Business Transformation & Optimization


Inside ECO.2000

Approximately a month before take off, the planning process takes place. The airline decides which flights are planned for the next month and assigns an individual aircraft and specific crew members to each flight.

ECO.2000's task is to build round trips for each type of crew member. Many variables exist and must be taken into account when building a round trip. These variables include: which captains are licensed to fly which model of airplane, specific training of flight attendants, special requests, balancing employee overtime, and more.



The monthly planning process contains the following stages:

  • Flight schedule planning: Deciding which flights the airline is planning next month, based on the seasonal schedule.
  • Fleet assignment: Deciding which type of aircraft is used for each flight.
  • Aircraft assignment: Deciding which individual aircraft to use for each flight.
  • Solving the crew pairing problem: Building crew assignable tasks that cover all of the flights.
  • Crew assignment: Assigning crew members to the tasks and pairings built in the previous stage.

Crew pairing considers El Al's monthly flight schedule, other carrier's flights for potential transfer flights, tail end flights of last month's pairings, rules and preferences, and the cost structure.

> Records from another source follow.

PR #512, opened 2023-05-22
508 pynwb

### LINKED ISSUE #511: String representation of EventData with trialdefinition raises Exception
**Describe the bug**
String representation of EventData with trialdefinition raises Exception

**To Reproduce**
Add the following unit test in tests/test_discretedata/TestEventData:
```
 def test_str_rep_with_trials(self):
        """Test string representation of EventData with trialdefinition. Ensure that the bug with the string representation is fixed."""
        dummy = EventData(self.data, trialdefinition=self.trl)
        assert "samplerate" in str(dummy)  # The real test is that 'str(dummy)' does not raise an error.
```
Run it:
```
FAILED syncopy/tests/test_discretedata.py::TestEventData::test_str_rep_with_trials - AttributeError: 'EventData' object has no attribute '_trial_ids'. Did you mean: 'trial_ids'?
```

**Expected behavior**
Test passes.

Version: current dev at [e5107bd](https://github.com/esi-neuroscience/syncopy/commit/e5107bd3303e6786df11f1e501f2e40a7b0555eb)

dfsp-spirit:
Changes Summary
----------------
- Add support for exporting `spy.TimelockData` and `SpikeData` to NWB format
- NWB files exported from Syncopy can be read with our NWB reader (`spy.io.load_nwb`). An NWB file can contain several acquisitions (equivalent to our `AnalogData/TimeLockData`) and additionally Unit-based events (equivalent to our `SpikeData`). Therefore, a dictionary of Syncopy data objects is returned by the reader.
- Before this PR, the reader could only read acquisitions, and trials were expected to be saved in the epochs field (as opposed to the trials field). 
   * Now the reader will also read trials.
   * Support was added to also read unit-based events (SpikeData) and turn them into SpikeData objects
- For validation purposes, one can open files produced with our exporter at [nwbexplorer.opensourcebrain.org](https://nwbexplorer.opensourcebrain.org). One needs to put the files on a webserver first though. I have put demo files here:
    * NWB produced by exporting SpikeData: https://rcmd.org/tmp/spikes.nwb
    * NWB produced by exporting AnalogData: https://rcmd.org/tmp/adata3.nwb
- There is also a unit test that opens an exported SpikeData file with [pynapple](https://github.com/pynapple-org/pynapple) in `syncopy/tests/test_spyio.py`, make sure to have pynapple installed in the test environment to run it (`pip install pynapple`).

Reviewer Checklist
------------------


tensionhead (commented):
Great work sifting through the extensive NWB format specifications and building an interface with Syncopy @dfsp-spirit! 

I will push some minor code/doc-string format changes.

What was not tested is `save_nwb` with `is_raw=False`, which also did not work. I will push a minor change which makes this work and allows saving LFPs. However, I could not get saving LFPs on top of raw data to work. So basically if the `nwbfile` parameter points to an existing nwbfile (read from disc via `pynwb.NWBHDF5IO`) saving additional AnalogData into that nwb dataset did not work for me. Not sure if we want that to work at this stage though? But I guess at least testing the `save_nwb(..., nwbfile=some_nwb_file`) option OR disabling it alltogether might be a good idea?

syncopy/datatype/continuous_data.py
```diff
@@ -420,6 +422,43 @@ def multipanelplot(self, **show_kwargs):
         figax = mp_plotting.plot_AnalogData(self, **show_kwargs)
         return figax
 
+    def save_nwb(self, outpath, nwbfile=None, with_trialdefinition=True, is_raw=True):
```
tensionhead, line 425: if `nwbfile` is not `None` but points to an existing nwb file, saving did not work. Probably what you mean is starting with an empty `nwbfile` container? However this is not tested..

dfsp-spirit:
> Great work sifting through the extensive NWB format specifications and building an interface with Syncopy @dfsp-spirit!
> 
> I will push some minor code/doc-string format changes.
> 
> What was not tested is `save_nwb` with `is_raw=False`, which also did not work. I will push a minor change which makes this work and allows saving LFPs. However, I could not get saving LFPs on top of raw data to work. So basically if the `nwbfile` parameter points to an existing nwbfile (read from disc via `pynwb.NWBHDF5IO`) saving additional AnalogData into that nwb dataset did not work for me. Not sure if we want support this at this stage though? But I guess at least testing the `save_nwb(..., nwbfile=some_nwb_file`) option OR disabling it alltogether might be a good idea?

Saving several of our data objects to NWB is now possible, but it is tricky. E.g., while one can store several trial definitions with different names in the NWB trials table, there is no technical way for a reading software to know which trials belong to which dataset. I think the NWB format assumes that all data shares the same trial/epoch definition, and thus only one dataset should save its trial definition in the NWB file. I have added a unit test, `test_save_nwb_analog_2`, that illustrates how to save 2 AnalogData into one NWBfile: the first one as the raw data, the second one as an LFP. This is a corner case though imo.

syncopy/datatype/continuous_data.py
dfsp-spirit: This is not fixed and there is a unit test for it, but see my detailed comment on this topic below.

syncopy/datatype/continuous_data.py
```diff
@@ -420,6 +422,48 @@ def multipanelplot(self, **show_kwargs):
...
+        """Save AnalogData in Neurodata Without Borders (NWB) file format.
+        An NWBFile represents a single session of an experiment.
+
+        Parameters
+        ----------
+        outpath : str, path-like. Where to save the NWB file, including file name and `.nwb` extension.
```
tensionhead, line 431: The `nwbfile` parameter is missing from the doc string!

tensionhead (approved):
Great work @dfsp-spirit! This is very foundational work for Syncopy, as interoperability is key in the maze of Neuroscientific dataformats. Fingers crossed that NWB establishes itself more and more..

When all of these variables have been accounted for, El Al is able to completely cover their flight schedule, satisfy all of their legal criteria, minimize costs, and optimize their use of resources.

Problems in the crew scheduling procedure include:
  • Three levels of connectivity: flights, duties, and pairings.
  • Two dimensions: time and space.
  • Billions of combinations.
  • Complicated rules: several layers including flight connection, duty, duty connection and pairing; very irregular, crew augmentation, and splitting.
  • Complicated cost function: irregular, nonlinear, and noncontinuous.